L’expression nous vient de Mitterrand lui-même (2) et désigne les dérives «monarchistes» d’une Ve République soumise à l’autorité du général de Gaulle. Dans ce contexte où une prise du pouvoir semble relativement improbable, difficulté à laquelle il faut adjoindre les déchirures du drame algérien, la montée des social-démocraties européennes ayant renoncé aux canons de la vulgate marxiste et finalement la polarisation politique autour de l’axe Washington-Moscou, il devint vite patent qu’une réactualisation des stratégies politiques et des idées qui les sous-tendaient s’imposait au sein du mouvement socialiste. Sur les marges de la tiède et bientôt moribonde Section française de l’Internationale ouvrière, ces tentatives vont se cristalliser autour du Parti socialiste unifié (PSU) de Michel Rocard et du Centre d’études et de recherches et d’éducation socialistes (CERES).
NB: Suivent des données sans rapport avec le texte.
PR #769, opened 2025-12-12
Feature: Add Permit2 Support to Exact EVM Scheme

fabrice-cheng:
### Summary
This PR introduces **Permit2** as a settlement mechanism for the `exact` scheme on EVM. This enables standardized gasless transfers for any ERC-20 token (even those without native EIP-3009 support) by utilizing a `x402Permit2Proxy` and the canonical Permit2 contract.

### Motivation
To maximize the "gasless" payment coverage for the `exact` scheme. While EIP-3009 is preferred for supported tokens (like USDC), Permit2 provides a universal fallback for the vast majority of ERC-20 tokens, ensuring users can pay with any asset without holding native gas.

#### 1. New Mechanism: Permit2
Updated `specs/schemes/exact/scheme_exact_evm.md` to include **Mechanism 2: Permit2**.
- **Proxy Pattern**: Defines `x402Permit2Proxy` which uses the "Witness" pattern (`permitWitnessTransferFrom`) to securely bind the transfer to a specific destination (`to`), preventing malicious facilitator.
- **Settlement Logic**: Detailed steps for verifying signatures, allowances, and executing the settlement via the proxy.

#### 2. New Extensions
Added two extensions to support different gasless approval flows for Permit2 (one-time approval):
- **`specs/extensions/erc20_gas_sponsoring.md`** (`erc20ApprovalGasSponsoring`):
  - Allows a Facilitator to sponsor the gas for the user's initial `approve(Permit2)` transaction.
  - Useful for users with no native gas tokens.
- **`specs/extensions/eip2612_gas_sponsoring.md`** (`eip2612GasSponsoring`):
  - Allows tokens with EIP-2612 support to authorize Permit2 via an off-chain signature.
  - Provides a fully gasless experience without on-chain approval transactions.


cb-heimdall:
<table>
<tr>
<th>Requirement</th>
<th>Status</th>
<th>More Info</th>
</tr>
<tr>
<td>Reviews</td>
<td>
✅
<code>1/1</code>
</td>
<td>
<details>
<table>
<tr>
<td>
<details>
<table>
<tr>
<td>0</td>
</tr>
<tr>
<td>0</td>
</tr>
<tr>
<td>0</td>
</tr>
<tr>
<td>
</td>
<td>1</td>
</tr>
<tr>
<td>
<details>
<table>
<tr>
<td><strong>Max</strong></td>
<td><strong>0</strong></td>
</tr>
</table>
</details>
</td>
<td>0</td>
</tr>
<tr>
<td>
From <code>CODEOWNERS</code>
</td>
<td>0</td>
</tr>
<tr>
<td>Global minimum</td>
<td>0</td>
</tr>
<tr>
<td><strong>Max</strong></td>
<td>
<strong>
1
</strong>
</td>
</tr>
</table>
</details>
</td>
<td>1</td>
</tr>
<tr>
<td>0</td>
</tr>
<tr>
<td><strong>Sum</strong></td>
<td><strong>1</strong></td>
</tr>
</table>
</details>
</td>
</tr>
</table>

specs/extensions/eip2612_gas_sponsoring.md
```diff
@@ -0,0 +1,157 @@
...
+          },
+          "asset": {
+            "type": "string",
+            "pattern": "^0x[a-fA-F0-9]{40}$",
+            "description": "The address of the ERC-20 token contract."
+          },
+          "spender": {
+            "type": "string",
+            "pattern": "^0x[a-fA-F0-9]{40}$",
+            "description": "The address of the spender (Canonical Permit2)."
```
brendanjryan, line 55: is this the canonical `permit2` contract or the `x402permitProxy`? in which cases should we use one vs. the other?

specs/extensions/erc20_gas_sponsoring.md
```diff
@@ -0,0 +1,213 @@
...
+Because these tokens lack native gasless approvals:
+
+- The **Client** must sign a normal EVM transaction calling `approve(Permit2, amount)`.
+- The **Facilitator** agrees to:
+
+  - Fund the Client’s wallet with enough native gas token.
+  - Broadcast the Client’s signed approval transaction.
+  - Immediately perform settlement via [`x402Permit2Proxy`](../schemes/exact/scheme_exact_evm.md#reference-implementation-x402permit2proxy) after the approval confirms.
+
+This flow is typically executed using an **atomic batch transaction**.
```
brendanjryan: is this left open to the facilitator to interpret? Should this be a "should" do or is it a "must" do

specs/schemes/exact/scheme_exact_evm.md
```diff
@@ -63,50 +62,253 @@ Full `PaymentPayload` object:
...
+
+### Phase 3: Settlement Logic
+
+Settlement is performed via the facilitator calling the `transferWithAuthorization` function on the `EIP-3009` compliant contract with the `payload.signature` and `payload.authorization` parameters from the `PAYMENT-SIGNATURE` header.
+
+---
+
+## 2\. Mechanism: `Permit2`
+
+This mechanism uses the `permitWitnessTransferFrom` from the canonical **Permit2** contract combined with a `x402Permit2Proxy` to enforce receiver address security via the "Witness" pattern.
```
brendanjryan: I assume the canonical permit2 is the one defined at [0]?

[0] https://docs.uniswap.org/contracts/v4/deployments

specs/schemes/exact/scheme_exact_evm.md
```diff
@@ -63,50 +62,253 @@ Full `PaymentPayload` object:
...
+    }
+
+    function _settleInternal(
+        ISignatureTransfer.PermitTransferFrom calldata permit,
+        uint256 amount,
+        address owner,
+        Witness calldata witness,
+        bytes calldata signature
+    ) internal {
+        require(block.timestamp >= witness.validAfter, "Too early");
```
brendanjryan, line 303: why check these in this method instead of upstream in `settleWith2612`? Could this result in permits to be submitted but the parameters of the witness not be valid?  or is this reference implementation open for interpretation and ordering is an implementation detail and readers could optimize gas consumption / external contract calls?

specs/schemes/exact/scheme_exact_evm.md
```diff
@@ -63,50 +62,253 @@ Full `PaymentPayload` object:
...
+
+**Important Logic:** The `spender` in the signature is the **x402Permit2Proxy**, not the Facilitator. This Proxy enforces that funds are only sent to the `witness.to` address.
+
+**Example PaymentPayload:**
+
+```json
+{
+  "x402Version": 2,
+  "accepted": {
+    "scheme": "permit2",
```
phdargen: I think we need a better separation between scheme and mechanism here as schemes other than `exact` might also be implemented via the permit2 mechanism. Ideally sth like:
```suggestion
    "scheme": "exact",
    "mechanism": "permit2"
```

phdargen: or alternatively without introducing a new field: `"scheme": "exact:permit2"`

specs/schemes/exact/scheme_exact_evm.md
fabrice-cheng: That's correct.

specs/extensions/erc20_gas_sponsoring.md
fabrice-cheng: To mitigate the risk of fund theft, it is **highly recommended** to ensure atomicity. Without atomicity, malicious actors could front-run the transaction, intercepting funds between the Facilitator funding step and the final settlement operation.

Updated the text for clarity

specs/schemes/exact/scheme_exact_evm.md
fabrice-cheng: Great catch. scheme remains `exact`.
Will add an extra property called `permitType`.

Updated

specs/extensions/eip2612_gas_sponsoring.md
fabrice-cheng: This is the canonical Permit2 contract.
It should always be Permit2 contract, so we can reuse the same flow as the permit2 flow.

2612 doesn't contain any enforceable `to`

specs/schemes/exact/scheme_exact_evm.md
fabrice-cheng: 1. This line exists we perform this check also for the standard `settle`
2. settleWith2612 would revert if this line fails.
3. The x402Permit2Proxy will be the canonical contract for all x402 via Permit2, and is for the time being purely illustrative. Following its implementation, there will be rounds of optimization + audits 
Note: Facilitator typically perform offchain validation & simulation. I don't anticipate a lot of transactions that would revert on this line (causing the gas inefficiency that you highlighted) 

if you have any suggestions, please do not hesitate

specs/extensions/eip2612_gas_sponsoring.md
brendanjryan: 👍 agree -- for this spec I think it would be useful to be explicit as to where this address should be found. I imagine both clients and servers should ensure that a canonical address is used

specs/extensions/erc20_gas_sponsoring.md
brendanjryan: ack -- thanks! Main concern here was openness of the language, as we should expect facilitators will need to follow this spec very closely

specs/schemes/exact/scheme_exact_evm.md
brendanjryan: 🙇

specs/schemes/exact/scheme_exact_evm.md
brendanjryan: >  and is for the time being purely illustrative

👍 thanks! I think this high level shape makes sense, don't need to focus on granular details if this will come in a further PR

specs/extensions/eip2612_gas_sponsoring.md
```diff
@@ -0,0 +1,157 @@
...
+{
+  "x402Version": "2",
+  "accepts": [
+    {
+      "scheme": "permit2",
+      "network": "eip155:84532",
+      "amount": "10000",
+      "payTo": "0x209693Bc6afc0C5328bA36FaF03C514EF312287C",
+      "maxTimeoutSeconds": 60,
+      "asset": "0x036CbD53842c5426634e7929541eC2318f3dCF7e"
```
brendanjryan: nit: for completeness should this be a token that the exact flow would not work for?

or would we expect servers to offer multiple schemes for USDC with both the permit and the exact flow

specs/extensions/eip2612_gas_sponsoring.md
```diff
@@ -0,0 +1,157 @@
...
+## `PaymentRequired`
+
+A Facilitator advertises support for this extension by including the `eip2612GasSponsoring` key in the `extensions` object of the `402 Payment Required` response.
+
+```json
+{
+  "x402Version": "2",
+  "accepts": [
+    {
+      "scheme": "permit2",
```
brendanjryan: I don't _love_ `permit2` as the scheme name here. 

Ultimately the scheme defines the rules of money movement, and in this case isn't the behavior the same as the 3009 flow? `permit2` is an implementation detail that could apply to multiple different money movement flows (schemes).

Curious for @erikreppel-cb 's thoughts here, but it seems to me like there may need to be a `mechanism` field added to the `(scheme, network)` tuple in order to disambiguate situations like this.

In this flow we would have:

* Scheme: defines rules for money movement, and high level flow
* Network: defines the network that funds settle on.
* Mechanism: defines the implementation details for implementing the scheme on the given network, in case there are multiple supported flows. 

e.g. 

```bash
(scheme, mechanism, network)
(exact, eip3009, base) 
(exact, permit2, base)
(exact, delegate, solana) // mechanisms may be network specific
```

specs/extensions/erc20_gas_sponsoring.md
```diff
@@ -0,0 +1,219 @@
...
+
+### 3. Check User Balance
+
+- Check if the user (`from`) has enough native gas tokens to cover the transaction cost.
+- If the user has enough balance, the Facilitator skips the funding step.
+- If the user lacks balance, the Facilitator calculates the deficit.
+
+### 4. Simulate the full execution sequence
+
+The Facilitator must simulate in a single atomic batch transaction:
```
brendanjryan, line 215: given that we say _must ... in a single atomic batch transaction_ here 

Why do we leave the above open to interpretation? I think this would be clearer to facilitators if we made the language as explicit as possible here.

https://github.com/coinbase/x402/pull/769/changes#diff-dfa7ac90a6df4c00164411eb53aa4cc0470674106355d99f12762f011dd924b8R16

brendanjryan (commented):
Left some more comments after thinking about this for a bit!

In particular, i'm not sure if this strictly requires a new scheme and we may be overloading that primitive. 

This flow also seems like it pushes a lot of complexity to _both_ nodes of the network (facilitator, client) to juggle payment methods and more complicated approval flows. Is there a way to push more of this complexity to the facilitator where it can be more easily abstracted?

specs/extensions/eip2612_gas_sponsoring.md
fabrice-cheng: Apologies, I forgot to update the payload in extensions.

`Permit2` isn't a mechanism. the scheme is still exact, and decide to add a permitType to `extra`.But this field could be optional. 

AFAIK, the desire is that exact (scheme,network) would be supported in order of priority as part of the spec
i.e: for (exact,evm):
1. if the token supports 3009, both client and facilitators would prioritize 3009.
2. If not, Permit2.

specs/extensions/erc20_gas_sponsoring.md
fabrice-cheng: If the simulation doesn't happen in batch, it will fail, because the token hasn't been approved.

specs/extensions/eip2612_gas_sponsoring.md
fabrice-cheng: Good callout, will update

specs/extensions/eip2612_gas_sponsoring.md
brendanjryan: ack -- thanks!

This makes sense, in that there could be multiple `accepts` items for the same (scheme, network, currency) pair.

Is this "preference cascade" explicitly encoded in the core spec? If not, I think this would be a useful thing to define to disambiguate

specs/extensions/erc20_gas_sponsoring.md
brendanjryan: Correct. If we require everything to be batched for simulation why leave it open for facilitators to pull apart this batch for submission ("should")? 

I think this opens the door for more undefined behavior / bugs and doesn't simplify the spec at all since the txn needs to be atomically simulated as is

specs/extensions/eip2612_gas_sponsoring.md
fabrice-cheng: That's correct.

The priority cascade is specified at the very top of the exact scheme.
https://github.com/coinbase/x402/blob/4d9ab4de91fc0aa743dcd52401c6de16b40075c8/specs/schemes/exact/scheme_exact_evm.md#summary

specs/schemes/exact/scheme_exact_evm.md
erikreppel-cb: `permitType` should be `extra`

fabrice-cheng: Yep, it's in the `extra`

specs/extensions/eip2612_gas_sponsoring.md
```diff
@@ -0,0 +1,162 @@
...
+
+To utilize this extension, the client must generate a valid EIP-2612 signature and include it in the `eip2612GasSponsoring` under the key `extensions`.
+
+### Example PaymentPayload
+
+```json
+{
+  "x402Version": "2",
+  "accepted": {
+    "scheme": "permit2",
```
erikreppel-cb: scheme should remain `exact`

specs/extensions/eip2612_gas_sponsoring.md
```diff
@@ -0,0 +1,162 @@
...
+}
+```
+
+## Verification Logic
+
+When the Facilitator receives a payload containing `eip2612GasSponsoring` data, they must verify the following:
+
+1.  **Verify** the `asset` address actually implements `IERC20Permit`.
+2.  **Verify** the `signature` was signed for the `spender` and recovers to `from`.
+    - **Note**: The Facilitator MUST verify that `spender` matches the expected contract (e.g., Canonical Permit2).
```
erikreppel-cb: facilitator probably wants to do some basic transaction validity checks prior to broadcasting. Some that jump to mind:
- `from` actually  does not have gas (prevent gassing unneeded wallets)
- `tx` `nonce` is valid
could argue these get caught implicitly by simulating, but may be a good idea to have lower latency checks that early return before simulating

specs/extensions/erc20_gas_sponsoring.md
```diff
@@ -0,0 +1,224 @@
...
+```
+extensions.erc20ApprovalGasSponsoring
+```
+
+### Client Implementation Note
+
+The Client must ensure:
+
+- `maxFee` & `maxPriorityFee` are aligned with the current network prices.
+- `nonce` matches the current on-chain nonce of the Client wallet
```
erikreppel-cb, line 123: these adds the requirement of the client having an RPC endpoint, potentially this is fine because public RPCs should suffice, but we should consider if there is a way to prevent needing the client to access RPC

specs/extensions/eip2612_gas_sponsoring.md
fabrice-cheng: ops, missed this one. Updated

al24826 (approved):

cb-heimdall:
Review Error for al24826 @ 2025-12-15 20:59:32 UTC

al24826 (approved):

cb-heimdall:
Review Error for al24826 @ 2025-12-15 21:00:44 UTC

al24826 (approved):

cb-heimdall:
Review Error for al24826 @ 2025-12-15 21:07:33 UTC

al24826 (approved):

cb-heimdall:
Review Error for al24826 @ 2025-12-15 21:11:35 UTC

specs/schemes/exact/scheme_exact_evm.md
ryanRfox: I don't love `permitType` but do agree a new field should be introduced within `extra` and not add a new `mechanism` field (at this time). Suggesting something more descriptive such as `assetTransferMethod` to mitigate overloading the term "permit" here in favor of something describing the method used to move the asset, either within the token contract (`EIP3009`) or canonical proxy contract (`permit2`).

specs/extensions/eip2612_gas_sponsoring.md
fabrice-cheng: in 2612, the `from` doesn't need gas since everything is gasless.

As far as the `nonce`, this would also require an rpc call to test for its validity.
Unsure how much "faster", we would be failing fast, versus the added latency to perform multiple rpc calls that a single `simulate` would catch.

Let me know if you disagree.

specs/extensions/erc20_gas_sponsoring.md
fabrice-cheng: Yep, I highlighted the tradeoff with @CarsonRoscoe.
Client would likely need an rpc regardless to detect if they already had approved Permit2 contract or not.
At first glance, hard to avoid an rpc on the client side for this flow, unless we want to expose another Facilitator extensions that can retrieve those values.

specs/schemes/exact/scheme_exact_evm.md
fabrice-cheng: Thanks @ryanRfox . Great suggestion, updated `permitType` to `assetTransferMethod`

specs/extensions/erc20_gas_sponsoring.md
fabrice-cheng: Updated to "must be batch". Thanks for the feedback.

erikreppel-cb (approved):

cb-heimdall:
Review Error for erikreppel-cb @ 2026-01-07 18:55:54 UTC

erikreppel-cb (approved):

Si les concepts anti-étatiques d’autogestion et d’autonomie de la société civile préconisés par le PSU trouvent leur application la plus concrète dans les combats de Mai 68, avant de tomber en relative désuétude, les idées du CERES, grâce au futur premier secrétaire du PS, Mitterrand, sont promises à une postérité certaine.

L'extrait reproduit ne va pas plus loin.